--- START ---

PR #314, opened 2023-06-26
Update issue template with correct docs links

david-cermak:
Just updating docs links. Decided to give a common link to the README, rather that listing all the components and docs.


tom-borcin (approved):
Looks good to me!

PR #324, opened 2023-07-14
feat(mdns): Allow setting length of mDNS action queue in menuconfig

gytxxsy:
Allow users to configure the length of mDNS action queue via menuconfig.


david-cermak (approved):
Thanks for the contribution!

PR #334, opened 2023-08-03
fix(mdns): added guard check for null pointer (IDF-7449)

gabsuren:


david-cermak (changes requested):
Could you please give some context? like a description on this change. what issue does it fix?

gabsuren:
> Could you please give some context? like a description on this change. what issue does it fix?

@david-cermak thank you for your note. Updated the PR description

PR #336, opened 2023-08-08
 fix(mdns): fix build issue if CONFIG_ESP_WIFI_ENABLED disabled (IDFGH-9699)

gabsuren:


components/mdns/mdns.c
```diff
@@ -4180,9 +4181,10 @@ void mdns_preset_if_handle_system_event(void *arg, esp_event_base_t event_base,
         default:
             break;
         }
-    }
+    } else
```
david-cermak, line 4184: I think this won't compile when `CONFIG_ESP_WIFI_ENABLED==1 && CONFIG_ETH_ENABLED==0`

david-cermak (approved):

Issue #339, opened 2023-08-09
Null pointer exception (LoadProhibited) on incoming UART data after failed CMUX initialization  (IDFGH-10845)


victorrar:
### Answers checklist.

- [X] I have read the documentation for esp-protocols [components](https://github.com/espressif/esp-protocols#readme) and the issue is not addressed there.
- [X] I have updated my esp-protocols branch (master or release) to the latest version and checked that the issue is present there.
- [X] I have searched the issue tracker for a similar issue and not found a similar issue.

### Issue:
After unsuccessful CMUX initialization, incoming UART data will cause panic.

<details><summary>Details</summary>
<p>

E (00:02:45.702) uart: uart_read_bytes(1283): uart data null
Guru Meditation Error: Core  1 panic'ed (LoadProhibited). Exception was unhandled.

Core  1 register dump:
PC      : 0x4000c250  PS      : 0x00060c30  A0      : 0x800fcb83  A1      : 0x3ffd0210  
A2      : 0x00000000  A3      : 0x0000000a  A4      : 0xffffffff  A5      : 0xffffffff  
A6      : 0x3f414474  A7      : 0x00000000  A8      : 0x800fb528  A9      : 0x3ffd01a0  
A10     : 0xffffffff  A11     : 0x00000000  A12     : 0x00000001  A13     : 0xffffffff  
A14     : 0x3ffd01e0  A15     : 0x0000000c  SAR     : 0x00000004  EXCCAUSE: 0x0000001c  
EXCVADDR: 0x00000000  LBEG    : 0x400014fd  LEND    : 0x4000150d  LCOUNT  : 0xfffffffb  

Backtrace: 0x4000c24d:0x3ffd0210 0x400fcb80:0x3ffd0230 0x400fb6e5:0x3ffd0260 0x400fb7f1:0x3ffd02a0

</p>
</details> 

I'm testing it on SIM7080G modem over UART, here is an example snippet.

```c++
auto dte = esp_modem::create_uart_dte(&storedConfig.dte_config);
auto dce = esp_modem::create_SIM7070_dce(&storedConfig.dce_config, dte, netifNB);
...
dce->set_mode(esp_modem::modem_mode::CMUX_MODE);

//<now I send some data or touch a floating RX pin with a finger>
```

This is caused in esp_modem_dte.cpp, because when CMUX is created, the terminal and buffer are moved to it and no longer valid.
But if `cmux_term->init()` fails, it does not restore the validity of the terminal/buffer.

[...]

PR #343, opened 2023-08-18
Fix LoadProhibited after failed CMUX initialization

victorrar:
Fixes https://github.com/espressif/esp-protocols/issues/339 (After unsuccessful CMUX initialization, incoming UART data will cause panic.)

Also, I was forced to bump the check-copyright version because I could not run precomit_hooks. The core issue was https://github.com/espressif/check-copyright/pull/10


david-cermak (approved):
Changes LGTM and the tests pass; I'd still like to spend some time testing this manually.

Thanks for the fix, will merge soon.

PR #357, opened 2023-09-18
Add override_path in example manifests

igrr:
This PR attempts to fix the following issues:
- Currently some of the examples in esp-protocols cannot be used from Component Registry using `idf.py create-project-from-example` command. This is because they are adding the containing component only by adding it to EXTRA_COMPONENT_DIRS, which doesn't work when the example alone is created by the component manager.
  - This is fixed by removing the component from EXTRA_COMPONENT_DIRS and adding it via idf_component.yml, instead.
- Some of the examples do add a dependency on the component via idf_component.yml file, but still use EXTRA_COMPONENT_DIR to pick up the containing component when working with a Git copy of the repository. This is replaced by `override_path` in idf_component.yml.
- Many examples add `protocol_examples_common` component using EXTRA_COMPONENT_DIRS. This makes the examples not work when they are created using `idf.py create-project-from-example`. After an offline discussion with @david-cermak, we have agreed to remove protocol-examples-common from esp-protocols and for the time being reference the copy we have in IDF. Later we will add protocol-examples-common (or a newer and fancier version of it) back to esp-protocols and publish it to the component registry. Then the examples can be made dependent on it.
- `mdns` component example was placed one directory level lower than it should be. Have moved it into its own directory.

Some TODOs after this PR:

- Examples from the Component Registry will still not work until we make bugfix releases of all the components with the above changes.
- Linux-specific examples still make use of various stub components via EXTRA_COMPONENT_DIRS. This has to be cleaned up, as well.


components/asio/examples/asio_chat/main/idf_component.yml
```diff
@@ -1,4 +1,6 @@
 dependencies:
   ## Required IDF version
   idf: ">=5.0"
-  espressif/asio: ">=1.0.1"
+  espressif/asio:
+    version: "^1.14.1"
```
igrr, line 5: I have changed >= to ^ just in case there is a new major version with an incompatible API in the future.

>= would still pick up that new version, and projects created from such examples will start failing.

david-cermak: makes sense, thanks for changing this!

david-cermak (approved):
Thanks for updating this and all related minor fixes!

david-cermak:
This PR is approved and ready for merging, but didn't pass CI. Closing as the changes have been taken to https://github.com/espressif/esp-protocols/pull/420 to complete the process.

--- END ---

* EXERCISE GOAL: Please print verbatim each line from the first line of the entries above to the line that contains "PR #324, opened 2023-07-14", inclusive, and nothing more.

* WRITTEN ANSWER:
PR #314, opened 2023-06-26
Update issue template with correct docs links

david-cermak:
Just updating docs links. Decided to give a common link to the README, rather that listing all the components and docs.


tom-borcin (approved):
Looks good to me!

PR #324, opened 2023-07-14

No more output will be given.